Check pfsCalibrated data
Now, let's assume we want to retrieve spectra for specific objects, given their objId values in a list:
catId = 12345 # Catalogue ID
objId_list = [123, 456] # List of target object IDs
pfsCalibrated = butler.get('pfsCalibrated', visit=visit)
for objId in objId_list:
spectrum = pfsCalibrated[catId, objId]
bad = (spectrum.mask & pfsSingle.flags.get('BAD', 'CR', 'SAT')) != 0
good = ~bad
plt.plot(spectrum.wavelength[good], spectrum.flux[good], '-', linewidth=0.2, label='flux')
plt.plot(spectrum.wavelength[good], np.sqrt(spectrum.variance[good]), '-', linewidth=0.2, label='noise')
plt.plot(spectrum.wavelength, spectrum.sky, '-', linewidth=0.2, label='sky')

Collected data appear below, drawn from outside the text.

PR #267, opened 2021-03-02
Improve and fix Site.expandtemplates

KasparNagu:

PR #281, opened 2023-02-09
Fix tests

AdamWill:
Several changes to make the tests work properly.

### DIFF
--- a/setup.cfg
+++ b/setup.cfg
@@ -23,4 +23,5 @@ addopts = --cov mwclient test
 [flake8]
 max-line-length = 90
 ignore = 
-	W503  # Line break before binary operator
+    # Line break before binary operator
+    W503
--- a/test/__init__.py
+++ b/test/__init__.py
@@ -1,0 +1,1 @@
+# This file exists only because pytest-cov generates no coverage information without it.
--- a/test/test_client.py
+++ b/test/test_client.py
@@ -470,7 +470,7 @@ class TestLogin(TestCase):
     def test_clientlogin_success(self, raw_api, site_init):
         login_token = 'abc+\\'
 
-        def side_effect(*args, **kwargs):
+        def api_side_effect(*args, **kwargs):
             if kwargs.get('meta') == 'tokens':
                 return {
                     'query': {'tokens': {'logintoken': login_token}}
@@ -482,9 +482,11 @@ class TestLogin(TestCase):
                     'clientlogin': {'status': 'PASS'}
                 }
 
-        raw_api.side_effect = side_effect
+        raw_api.side_effect = api_side_effect
 
         site = mwclient.Site('test.wikipedia.org')
+        # this would be done by site_init usually, but we're mocking it
+        site.version = (1, 28, 0)
         success = site.clientlogin(username='myusername', password='mypassword')
         url = '%s://%s' % (site.scheme, site.host)
 
@@ -521,6 +523,8 @@ class TestLogin(TestCase):
         raw_api.side_effect = side_effect
 
         site = mwclient.Site('test.wikipedia.org')
+        # this would be done by site_init usually, but we're mocking it
+        site.version = (1, 28, 0)
 
         with pytest.raises(mwclient.errors.LoginError):
             success = site.clientlogin(username='myusername', password='mypassword')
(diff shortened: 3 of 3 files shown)


AdamWill:
Yeah, it looks like Actions aren't turned on for the project yet. If someone could do that it'd be great. I want to merge this so we can get CI for the other pending PRs, it will help with reviewing them.

.github/workflows/tox.yml
```diff
@@ -0,0 +1,39 @@
+---
+name: Python package with Tox
```
waldyrious, line 2: Let's make this a bit more explicit :)

```suggestion
name: Test the Python package with Tox
```

setup.cfg
```diff
@@ -23,4 +23,4 @@ addopts = --cov mwclient test
 [flake8]
 max-line-length = 90
 ignore = 
-	W503  # Line break before binary operator
```
waldyrious, line 26: According to https://flake8.pycqa.org/en/latest/user/configuration.html, inline comments are not supported, but they can be added in a separate line. Can you do that, please? I'd prefer if we preserved the comment.

tox.ini
```diff
@@ -1,5 +1,5 @@
 [tox]
-envlist = py27,py35,py36,py37,py38,flake
+envlist = py27,py35,py36,py37,py38,py39,py310,py311,py312,flake
```
waldyrious, line 2: Would it be worth dropping the [EOL'd Python versions](https://devguide.python.org/versions/)? For the record, I don't have anything against ensuring the project keeps running in old versions, as long as that doesn't compromise our ability to adopt new features or cleanup the codebase.

waldyrious:
I realize the motivation for the `test/__init__.py` file is explained in the commit message (9f0e0adb193786df276087a7139531f5384f5a49), but perhaps it would be convenient to also add a comment to the same effect within the file?

AdamWill:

plt.plot(spectrum.wavelength[bad], spectrum.flux[bad], '.', color='red', label='bad pixels')
plt.show()
Finally, we analyze the fully calibrated pfsCalibrated spectrum for a single visit. This dataset represents a single-visit spectrum with both wavelength and flux calibrations applied. The plotted figure will provide insights into the final processed spectrum, including signal quality, noise levels, sky subtraction, and flagged bad pixels.